According to Bankrate, 35% of millennials and 36% of Gen Z will feel comfortable asking about money on their first date. But how exactly can this topic be brought up?

One Bankrate expert interviewed suggested approaching this topic by discussing retirement. (This is likely to be more suitable for dating millennials, the oldest of whom are fast approaching 40, than for younger Gen Z.) Finding out if your date has a plan for their eventual retirement, whether they are planning one, or whether they plan to retire at all should give you a good idea of ​​how they are managing their finances.

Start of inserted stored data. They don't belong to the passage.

PR #3009, opened 2022-05-25
relpath fails everywhere for windows paths that different from the calling drive

JamesWoolfenden:
The built in function relpath fails on windows when the working directory is different from where the target code is:
e.g.
checkov runs from c:\python\....
tf files on f:\code
**fails**

if you set your working dir (in a debugger) or use the same drive it works.
or 
checkov runs from f:\python\....
tf files on f:\code
**Works**

I don't really know what intended purpose of relpath is hence my hack around here. I know relpath is supposed to work on windows but it doesn't this way.

Karthik/Mike maybe you can think of a better way?
 

JamesWoolfenden:
Ive updated 3 instances of relpath, this fixes the crash for manulife but its not the only use of relpath which is flawed when using windows if checkov is run from a different drive from where your iac is.

nimrodkor (approved):
Why work with windows at all? 😆

PR #3011, opened 2022-05-25
Support branch protection rules

arielkru:

We want to add a branch protection rule for master branch, that requires a minimal amount of reviewers on every PR and restricts who can push to the branch.
Adding that would break some of the current github actions workflows, since they would try to push to master without the right permissions.
The PR implements checking out to the code with a PAT that has permissions to push to master, in every job that runs `git commit` or `git push`.


gruebel (approved):
💯

nimrodkor (approved):

PR #3022, opened 2022-05-26
IAM Rule added

Jhanvi12:
This rule will be raised when Action is allowed on All the resource i.e Resource = "*"


gruebel:
hi @Jhanvi12 thanks for the contribution 🚀 I understand the reason behind this check, but I think it will give to many false positives, because adding a `*` in the resource block is very often valid, due to the way of how IAM actions are scoped. A lot of the actions can't be restricted to only work for a specific resource.

Jhanvi12:
Hey , thanks for the comment above . I am contributing for the first time , so asking this what can be the next step here ?

PR #3027, opened 2022-05-28
add environment variable to hard fail on parsing errors

mikeurbanski1:

By customer request, adds a mechanism to hard-fail the run if there is a file with a parsing error. It uses an environment variable, as this is a fairly niche requirement.


gruebel (approved):
🥇

nimrodkor (approved):

PR #3032, opened 2022-05-30
refactor terraform plan runner

YaaraVerner:

### Description
refactor terraform_plan runner - split the logic to the runner and plan_utils.
create plan_utils that include calculating the definitions and building definitions context.
add an option to inject the definitions, the context, and the graph manager in order to not calculate it in the run function.
run the checks on the tf_definitions after calculating all of them.
build the graph with all the files data and not only the last.

## Checklist:


checkov/terraform/plan_parser.py
```diff
@@ -125,15 +125,13 @@ def _find_child_modules(child_modules: ListNode) -> List[Dict[str, Dict[str, Any
     return resource_blocks
 
 
-def parse_tf_plan(tf_plan_file: str, out_parsing_errors: Dict[str, str]) -> Tuple[Optional[Dict[str, Dict[str, Any]]], Optional[List[Tuple[int, str]]]]:
+def parse_tf_plan(tf_defintions: Dict[str, Dict[str, Any]], template_lines: Dict[str, List[Tuple[int, str]]], tf_plan_file: str, out_parsing_errors: Dict[str, str]):
```
tronxd, line 128: @YaaraVerner why does this method now accepts `tf_definitions` and not returning it? `create_definitions` anyways return the definitions, so I don't see a reason to add additional arguments, and It's not a best practice to modify in-place a function argument, unless we have a good reason for it

YaaraVerner: until now for each plan file, we parsed it and run the checks on it. the function is parsing only one file and I wanted to save all the results in the same object. but I agree that it isn't the best solution, I will change it and extend the tf_definitions outside the function.

YaaraVerner: @tronxd done :)

rotemavni (approved):
🥇

PR #3050, opened 2022-06-03
Filter by prisma labels

kartikp10:

## Description

Adds a new `--policy-metadata-filter` flag that can only be used with a Prisma Cloud API key. This adds the ability to filter checks based on [policy metadata filters](https://prisma.pan.dev/api/cloud/cspm/policy#operation/get-policy-filters-and-options). 

Filters can be specified in a comma-separated key-value list, for example: 

```
checkov -d . --bc-api-key "xxx::xxx" --policy-metadata-filter policy.label=A,cloud.type=aws,policy.mode=custom
```
When you list checks with a filter, only checks returned by the filter are included.  

Some important behaviors:
- If a filter is invalid, checkov will continue execution with a warning and will run as though no filters were specified.
- `policy.enabled=True` and `policy.subtype=build` are assumed and cannot be supplied by the user.
- Checkov will not run any other checks outside of those returned by the filter. This implies if a check is explicitly supplied by the `--check` flag, but it isn't in the list of filtered policies, it will not be run. 

## Checklist:


checkov/common/util/docs_generator.py
```diff
@@ -46,20 +46,21 @@ def get_compare_key(c: list[str] | tuple[str, ...]) -> list[tuple[str, str, int,
 
 
 def print_checks(frameworks: Optional[List[str]] = None, use_bc_ids: bool = False,
-                 include_all_checkov_policies: bool = True) -> None:
+                 include_all_checkov_policies: bool = True, filtered_policy_ids: List[str] = []) -> None:
```
gruebel, line 49: please don't use `[]` as a default value, because it mutable, you can use `None` and then check, if it is `None`, then set `[]`. Using a mutable object as a default in Python results in surprising behaviour, because it is reused with consecutive calls.

checkov/common/util/docs_generator.py
```diff
@@ -46,20 +46,21 @@ def get_compare_key(c: list[str] | tuple[str, ...]) -> list[tuple[str, str, int,
...
+                                       include_all_checkov_policies=include_all_checkov_policies, filtered_policy_ids=filtered_policy_ids)
     print(
         tabulate(printable_checks_list, headers=["Id", "Type", "Entity", "Policy", "IaC"], tablefmt="github",
                  showindex=True))
     print("\n\n---\n\n")
 
 
-def get_checks(frameworks: Optional[List[str]] = None, use_bc_ids: bool = False, include_all_checkov_policies: bool = True) -> List[Tuple[str, str, int, int, str]]:
+def get_checks(frameworks: Optional[List[str]] = None, use_bc_ids: bool = False,
+               include_all_checkov_policies: bool = True, filtered_policy_ids: List[str] = []) -> List[Tuple[str, str, int, int, str]]:
```
gruebel, line 60: same here

checkov/common/util/docs_generator.py
```diff
@@ -127,9 +128,10 @@ def add_from_repository(registry: Union[BaseCheckRegistry, BaseGraphRegistry], c
         add_from_repository(openapi_registry, "resource", "OpenAPI")
     if any(x in framework_list for x in ("all", "secrets")):
         for check_id, check_type in CHECK_ID_TO_SECRET_TYPE.items():
-            if use_bc_ids:
-                check_id = metadata_integration.get_bc_id(check_id)
-            printable_checks_list.append((check_id, check_type, "secrets", check_type, "secrets"))
+            if check_id in filtered_policy_ids or not filtered_policy_ids:
```
gruebel, line 131:
```suggestion
            if not filtered_policy_ids or check_id in filtered_policy_ids:
```
I think the other way around is better/more performant, because the empty check is much faster done and will probably be the most common one for BC users.

checkov/common/util/type_forcers.py
```diff
@@ -115,3 +115,23 @@ def convert_csv_string_arg_to_list(csv_string_arg: list[str] | str | None) -> li
...
+    {'policy.label': 'label1', 'cloud.type': 'aws'}
+    Note that the API does not accept lists https://prisma.pan.dev/api/cloud/cspm/policy#operation/get-policies-v2
+    This is not allowed: policy.label=label1,label2
+    """
+    filter_params = {}
+    if filter_string:
+        try:
+            for f in filter_string.split(','):
+                f_name = f.split('=')[0]
+                f_value = f.split('=')[1]
```
gruebel, line 133:
```suggestion
                f_name, f_value = f.split('=')
```
if you are sure, that there will be only one `=`, otherwise
```suggestion
                f_name, f_value, *_ = f.split('=')
```
then it will throw away excessive parts

checkov/main.py
```diff
@@ -222,13 +222,19 @@ def run(banner: str = checkov_banner, argv: List[str] = sys.argv[1:]) -> Optiona
         bc_integration.skip_download = True
 
     bc_integration.get_platform_run_config()
+    bc_integration.get_prisma_build_policies(config.filter)
 
     integration_feature_registry.run_pre_scan()
 
+    if integration_feature_registry.features[0].__dict__.get('filtered_policy_ids'):
```
gruebel, line 229: I think it would be better to check if this feature `isinstance(PolicyMetadataIntegration)` and then directly access the `filtered_policy_ids` without the need of using the `__dict__` method.

checkov/runner_filter.py
```diff
@@ -34,7 +34,8 @@ def __init__(
             excluded_paths: Optional[List[str]] = None,
             all_external: bool = False,
             var_files: Optional[List[str]] = None,
-            skip_cve_package: Optional[List[str]] = None
+            skip_cve_package: Optional[List[str]] = None,
+            filtered_policy_ids: List[str] = []
```
gruebel, line 38: also here, please don't use `[]` as a default, instead use `None` and then check if it is `None` and set `[]` for the variable.

checkov/runner_filter.py
```diff
@@ -82,6 +83,7 @@ def __init__(
         self.all_external = all_external
         self.var_files = var_files
         self.skip_cve_package = skip_cve_package
+        self.filtered_policy_ids: List[str] = filtered_policy_ids
```
gruebel, line 86:
```suggestion
        self.filtered_policy_ids: List[str] = filtered_policy_ids or []
```
that's how you could do easily the `None` check here

gruebel (commented):
nice job, added some possible improvements.

checkov/common/bridgecrew/platform_integration.py
```diff
@@ -440,11 +446,85 @@ def get_customer_run_config(self) -> None:
...
+        if self.skip_download is True:
+            logging.debug("Skipping prisma policy API call")
+            return
+        if not self.is_prisma_integration():
+            return
+        if not self.bc_api_key or not self.is_integration_configured():
+            raise Exception(
+                "Tried to get prisma build policy metadata, "
+                "but the API key was missing or the integration was not set up")
+        if not policy_filter:
```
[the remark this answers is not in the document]
kartikp10: Makes sense!

checkov/common/util/docs_generator.py
kartikp10: Got it! Thanks for pointing this out

checkov/common/util/docs_generator.py
kartikp10: Good call 👍🏽

checkov/common/bridgecrew/integration_features/features/policy_metadata_integration.py
```diff
@@ -113,15 +120,25 @@ def _handle_public_metadata(self, check_metadata):
...
             for custom_policy in run_config['customPolicies']:
                 if 'guideline' in custom_policy:
                     self.check_metadata[custom_policy['id']] = {
                         'guideline': custom_policy['guideline']
                     }
+                if custom_policy.get('pcPolicyId'):
+                    self.pc_to_ckv_id_mapping[custom_policy['pcPolicyId']] = custom_policy['id']
+
+    def _handle_customer_prisma_policy_metadata(self, prisma_policy_metadata):
+        if isinstance(prisma_policy_metadata, list):
```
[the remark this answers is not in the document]
kartikp10: The API only returns a list and if it doesn't for some reason, it would indicate there was an error and the result will be filtering is skipped. So I think this should be alright!

checkov/common/util/type_forcers.py
kartikp10: Accepted option 1 since no more `=` will be present

checkov/main.py
kartikp10: Makes sense

checkov/main.py
```diff
@@ -497,6 +504,10 @@ def add_parser_args(parser: ArgumentParser) -> None:
     parser.add('--skip-cve-package',
                help='filter scan to run on all packages but a specific package identifier (denylist), You can '
                     'specify this argument multiple times to skip multiple packages', action='append', default=None)
+    parser.add('--policy-metadata-filter',
```
gruebel, line 507: can you also add it to the docs https://github.com/bridgecrewio/checkov/blob/master/docs/2.Basics/CLI%20Command%20Reference.md

gruebel (approved):
nice work 🏆

tsmithv11 (approved):

checkov/common/util/type_forcers.py
```diff
@@ -115,3 +115,22 @@ def convert_csv_string_arg_to_list(csv_string_arg: list[str] | str | None) -> li
...
+    {'policy.label': 'label1', 'cloud.type': 'aws'}
+    Note that the API does not accept lists https://prisma.pan.dev/api/cloud/cspm/policy#operation/get-policies-v2
+    This is not allowed: policy.label=label1,label2
+    """
+    filter_params = {}
+    if filter_string:
+        try:
+            for f in filter_string.split(','):
+                f_name, f_value = f.split('=')
+                filter_params[f_name] = f_value
```
nimrodkor, line 133: @kartikp10 I'd expect to see some `trim()` here, to avoid stupid user input mistakes... Example bad input:
`'policy.label=label, cloud.type=aws'`

Can be done in another PR

checkov/runner_filter.py
```diff
@@ -153,3 +160,8 @@ def notify_external_check(check_id: str) -> None:
     @staticmethod
     def is_external_check(check_id: str) -> bool:
         return check_id in RunnerFilter.__EXTERNAL_CHECK_IDS
+
+    def is_policy_filtered(self, check_id: str) -> bool:
+        if not self.filtered_policy_ids:
+            return True
+        return check_id in self.filtered_policy_ids
```
nimrodkor, line 167: Can be another PR:
```suggestion
        return self.filtered_policy_ids and check_id in self.filtered_policy_ids
```

nimrodkor (approved):

Issue #1502, opened 2021-08-16
Add option to output checks skipped from baseline


bobziuchkovski:
**Is your feature request related to a problem? Please describe.**
Yes.  We've inherited a terraform repo with a lot of legacy problems.  We've introduced checkov to ensure new config going 
forward meets our standards.  We've also generated baseline files for all of the existing legacy terraform config, so that we only fail checks for new problems.  However, we'd like to keep visibility on all of the baseline/legacy config that we're skipping.  In particular, with junitxml output, we'd like to see the checks that are being skipped due to the baseline.  So we'd effectively be treating all of the legacy config as skipped tests with visibility on those as we update/fix them.

**Describe the solution you'd like**
Add the ability to explicitly output baseline-skipped checks as baseline-skipped.  For junitxml output formatting, render these as skipped tests.

**Describe alternatives you've considered**
We've considered running checkov twice.  Once with the `--baseline` flag and once without, and then comparing the output junitxml files.  Failures unique to the run without the `--baseline` flag would basically be those skipped checks, so we could post-process the result XML and display those as skipped tests.  However, this is pretty ugly.

nimrodkor:
Sounds very interesting. We're open for contributions here, should be implemented somewhere near this:
https://github.com/bridgecrewio/checkov/blob/ca2673633080910d69ae5a6c8133eefdaeb36787/checkov/common/output/baseline.py#L13

oliver-pham:
I'm interested in giving this a try. Has anyone worked on this issue yet?

bobziuchkovski:
Our team at my company had intended to, but haven't been able to prioritize it yet.  Would still love to see this, though.

chtnnh:
@nimrodkor I could give this a shot, if @oliver-pham isn't already working on this

oliver-pham:
@chtnnh you can go ahead 🚀

PR #3052, opened 2022-06-04
output baseline skipped in results

yuvalyacoby:

## Description

added boolean flag `--output-baseline-as-skipped` to output skipped checks due to baseline in the results report.

Fixes [#1502](https://github.com/bridgecrewio/checkov/issues/1502)

### DIFF
--- a/checkov/common/output/baseline.py
+++ b/checkov/common/output/baseline.py
@@ -69,15 +69,15 @@ class Baseline:
             scan_report.skipped_checks = [
                 check for check in scan_report.skipped_checks if self._is_check_in_baseline(check)
             ]
-            failed_checks = []
-            for check in scan_report.failed_checks:
-                if not self._is_check_in_baseline(check):
-                    failed_checks.append(check)
-                elif self.output_skipped:
-                    check.check_result["suppress_comment"] = "baseline-skipped"
-                    check.check_result["result"] = CheckResult.SKIPPED
-                    scan_report.skipped_checks.append(check)
-            scan_report.failed_checks = failed_checks
+            if self.output_skipped:
+                for check in scan_report.failed_checks:
+                    if self._is_check_in_baseline(check):
+                        check.check_result["suppress_comment"] = "baseline-skipped"
+                        check.check_result["result"] = CheckResult.SKIPPED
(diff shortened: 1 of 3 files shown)


checkov/main.py
```diff
@@ -497,6 +497,9 @@ def add_parser_args(parser: ArgumentParser) -> None:
     parser.add('--skip-cve-package',
                help='filter scan to run on all packages but a specific package identifier (denylist), You can '
                     'specify this argument multiple times to skip multiple packages', action='append', default=None)
+    parser.add('--output-baseline-as-skipped',
```
gruebel, line 500: I think it would be better to put it directly after the baseline flag, so three lines higher 🙂

checkov/common/output/baseline.py
```diff
@@ -67,9 +69,15 @@ def compare_and_reduce_reports(self, scan_reports: list[Report]) -> None:
...
-            ]
+            failed_checks = []
+            for check in scan_report.failed_checks:
+                if not self._is_check_in_baseline(check):
+                    failed_checks.append(check)
+                elif self.output_skipped:
+                    check.check_result["suppress_comment"] = "baseline-skipped"
+                    check.check_result["result"] = CheckResult.SKIPPED
+                    scan_report.skipped_checks.append(check)
+            scan_report.failed_checks = failed_checks
```
gruebel, line 80: since this is a very special case, I don't think it is worth to remove the list comprehension and use the slower iteration, just run through the failed checks, if someone wants the output
```suggestion
            if self.output_skipped:
                for check in scan_report.failed_checks:
                    check.check_result["suppress_comment"] = "baseline-skipped"
                    check.check_result["result"] = CheckResult.SKIPPED
                    scan_report.skipped_checks.append(check)
```

checkov/main.py
gruebel: and please add it to the docs 💪 https://github.com/bridgecrewio/checkov/blob/master/docs/2.Basics/CLI%20Command%20Reference.md

gruebel (commented):
nice job, added some suggestions

gruebel (approved):
🎉

tronxd (approved):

If you don’t want to be so straightforward, Bankrate offers several other options:

If you ask your date where they bought the clothes, you can figure out where they shop. If you ask about their profession, you can find out if they have large student debts . It may even be helpful to ask about your spouse’s childhood.

The only option Bankrate doesn’t offer is to share your own financial information first . Instead of sneakily figuring out if your date has a bunch of student loans, for example, you can mention where you are in the process of paying off your loan. (It probably won’t work for people out of debt either; it will look like bragging.) Being honest about your financial strengths and weaknesses, whether you talk about them on the first date or later in the process, will help you. find out if your potential partner is ready to talk about his.

Have you ever brought up financial issues on your first date? How was it? What advice do you have for people who want to know if their date shares their financial priorities? And most importantly, have you ever stopped dating someone because their finances didn’t match yours?